# What is required:
Please output the lines shown below exactly as they appear.

# Records shown:
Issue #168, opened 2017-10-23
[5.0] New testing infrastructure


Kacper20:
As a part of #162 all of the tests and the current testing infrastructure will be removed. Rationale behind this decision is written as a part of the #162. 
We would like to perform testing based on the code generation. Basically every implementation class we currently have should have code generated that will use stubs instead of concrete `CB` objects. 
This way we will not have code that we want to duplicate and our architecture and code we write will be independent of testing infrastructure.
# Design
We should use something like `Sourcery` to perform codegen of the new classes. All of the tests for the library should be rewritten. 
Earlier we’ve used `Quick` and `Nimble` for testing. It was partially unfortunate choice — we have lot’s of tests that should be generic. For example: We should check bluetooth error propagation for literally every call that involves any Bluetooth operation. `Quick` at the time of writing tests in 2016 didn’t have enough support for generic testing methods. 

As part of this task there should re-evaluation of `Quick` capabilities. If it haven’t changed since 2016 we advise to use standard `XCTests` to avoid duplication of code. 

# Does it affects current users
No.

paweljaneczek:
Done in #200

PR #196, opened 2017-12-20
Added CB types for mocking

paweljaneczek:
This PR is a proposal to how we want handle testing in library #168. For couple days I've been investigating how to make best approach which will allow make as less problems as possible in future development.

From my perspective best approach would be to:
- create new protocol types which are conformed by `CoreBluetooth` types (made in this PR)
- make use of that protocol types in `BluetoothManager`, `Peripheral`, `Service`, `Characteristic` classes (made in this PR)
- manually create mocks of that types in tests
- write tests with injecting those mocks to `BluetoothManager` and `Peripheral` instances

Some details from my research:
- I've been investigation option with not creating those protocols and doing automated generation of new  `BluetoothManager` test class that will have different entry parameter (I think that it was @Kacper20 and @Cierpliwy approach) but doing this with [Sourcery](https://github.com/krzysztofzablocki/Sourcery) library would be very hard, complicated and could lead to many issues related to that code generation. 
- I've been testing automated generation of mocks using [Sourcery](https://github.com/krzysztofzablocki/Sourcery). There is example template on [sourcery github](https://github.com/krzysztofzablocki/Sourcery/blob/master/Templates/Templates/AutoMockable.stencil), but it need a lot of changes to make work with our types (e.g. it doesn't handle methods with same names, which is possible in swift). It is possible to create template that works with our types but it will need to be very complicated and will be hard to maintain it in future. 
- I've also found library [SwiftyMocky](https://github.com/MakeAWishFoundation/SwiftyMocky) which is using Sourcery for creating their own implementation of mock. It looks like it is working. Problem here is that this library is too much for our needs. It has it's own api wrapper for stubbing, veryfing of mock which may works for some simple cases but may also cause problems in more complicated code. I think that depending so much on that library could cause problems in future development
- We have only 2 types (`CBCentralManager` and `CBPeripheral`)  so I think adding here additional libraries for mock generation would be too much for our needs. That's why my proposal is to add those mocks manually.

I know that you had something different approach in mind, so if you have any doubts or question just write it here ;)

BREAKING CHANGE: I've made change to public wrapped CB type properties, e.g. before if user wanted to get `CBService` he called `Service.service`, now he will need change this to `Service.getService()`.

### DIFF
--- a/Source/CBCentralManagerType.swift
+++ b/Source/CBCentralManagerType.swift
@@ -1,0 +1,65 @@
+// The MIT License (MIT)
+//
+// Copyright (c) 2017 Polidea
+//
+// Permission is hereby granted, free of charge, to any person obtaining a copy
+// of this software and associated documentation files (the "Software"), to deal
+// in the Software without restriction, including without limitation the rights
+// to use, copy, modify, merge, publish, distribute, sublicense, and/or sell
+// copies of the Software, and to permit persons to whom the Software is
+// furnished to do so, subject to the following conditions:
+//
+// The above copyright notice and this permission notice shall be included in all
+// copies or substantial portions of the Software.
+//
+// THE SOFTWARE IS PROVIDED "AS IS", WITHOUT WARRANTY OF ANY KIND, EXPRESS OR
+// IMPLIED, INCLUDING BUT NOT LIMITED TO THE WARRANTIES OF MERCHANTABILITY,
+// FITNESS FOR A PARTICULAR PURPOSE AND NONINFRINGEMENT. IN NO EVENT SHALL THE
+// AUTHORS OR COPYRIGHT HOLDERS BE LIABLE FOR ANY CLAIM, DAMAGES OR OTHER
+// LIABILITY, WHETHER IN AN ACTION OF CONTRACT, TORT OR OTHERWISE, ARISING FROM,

# Written answer:
Issue #168, opened 2017-10-23
[5.0] New testing infrastructure


Kacper20:
As a part of #162 all of the tests and the current testing infrastructure will be removed. Rationale behind this decision is written as a part of the #162. 
We would like to perform testing based on the code generation. Basically every implementation class we currently have should have code generated that will use stubs instead of concrete `CB` objects. 
This way we will not have code that we want to duplicate and our architecture and code we write will be independent of testing infrastructure.
# Design
We should use something like `Sourcery` to perform codegen of the new classes. All of the tests for the library should be rewritten. 
Earlier we’ve used `Quick` and `Nimble` for testing. It was partially unfortunate choice — we have lot’s of tests that should be generic. For example: We should check bluetooth error propagation for literally every call that involves any Bluetooth operation. `Quick` at the time of writing tests in 2016 didn’t have enough support for generic testing methods. 

As part of this task there should re-evaluation of `Quick` capabilities. If it haven’t changed since 2016 we advise to use standard `XCTests` to avoid duplication of code. 

# Does it affects current users
No.

paweljaneczek:
Done in #200

PR #196, opened 2017-12-20
Added CB types for mocking

paweljaneczek:
This PR is a proposal to how we want handle testing in library #168. For couple days I've been investigating how to make best approach which will allow make as less problems as possible in future development.

From my perspective best approach would be to:
- create new protocol types which are conformed by `CoreBluetooth` types (made in this PR)
- make use of that protocol types in `BluetoothManager`, `Peripheral`, `Service`, `Characteristic` classes (made in this PR)
- manually create mocks of that types in tests
- write tests with injecting those mocks to `BluetoothManager` and `Peripheral` instances

Some details from my research:
- I've been investigation option with not creating those protocols and doing automated generation of new  `BluetoothManager` test class that will have different entry parameter (I think that it was @Kacper20 and @Cierpliwy approach) but doing this with [Sourcery](https://github.com/krzysztofzablocki/Sourcery) library would be very hard, complicated and could lead to many issues related to that code generation. 
- I've been testing automated generation of mocks using [Sourcery](https://github.com/krzysztofzablocki/Sourcery). There is example template on [sourcery github](https://github.com/krzysztofzablocki/Sourcery/blob/master/Templates/Templates/AutoMockable.stencil), but it need a lot of changes to make work with our types (e.g. it doesn't handle methods with same names, which is possible in swift). It is possible to create template that works with our types but it will need to be very complicated and will be hard to maintain it in future. 
- I've also found library [SwiftyMocky](https://github.com/MakeAWishFoundation/SwiftyMocky) which is using Sourcery for creating their own implementation of mock. It looks like it is working. Problem here is that this library is too much for our needs. It has it's own api wrapper for stubbing, veryfing of mock which may works for some simple cases but may also cause problems in more complicated code. I think that depending so much on that library could cause problems in future development
- We have only 2 types (`CBCentralManager` and `CBPeripheral`)  so I think adding here additional libraries for mock generation would be too much for our needs. That's why my proposal is to add those mocks manually.

I know that you had something different approach in mind, so if you have any doubts or question just write it here ;)

BREAKING CHANGE: I've made change to public wrapped CB type properties, e.g. before if user wanted to get `CBService` he called `Service.service`, now he will need change this to `Service.getService()`.

### DIFF
--- a/Source/CBCentralManagerType.swift
+++ b/Source/CBCentralManagerType.swift
@@ -1,0 +1,65 @@
+// The MIT License (MIT)
+//
+// Copyright (c) 2017 Polidea
+//
+// Permission is hereby granted, free of charge, to any person obtaining a copy
+// of this software and associated documentation files (the "Software"), to deal
+// in the Software without restriction, including without limitation the rights
+// to use, copy, modify, merge, publish, distribute, sublicense, and/or sell
+// copies of the Software, and to permit persons to whom the Software is
+// furnished to do so, subject to the following conditions:
+//
+// The above copyright notice and this permission notice shall be included in all
+// copies or substantial portions of the Software.
+//
+// THE SOFTWARE IS PROVIDED "AS IS", WITHOUT WARRANTY OF ANY KIND, EXPRESS OR
+// IMPLIED, INCLUDING BUT NOT LIMITED TO THE WARRANTIES OF MERCHANTABILITY,
+// FITNESS FOR A PARTICULAR PURPOSE AND NONINFRINGEMENT. IN NO EVENT SHALL THE
+// AUTHORS OR COPYRIGHT HOLDERS BE LIABLE FOR ANY CLAIM, DAMAGES OR OTHER
+// LIABILITY, WHETHER IN AN ACTION OF CONTRACT, TORT OR OTHERWISE, ARISING FROM,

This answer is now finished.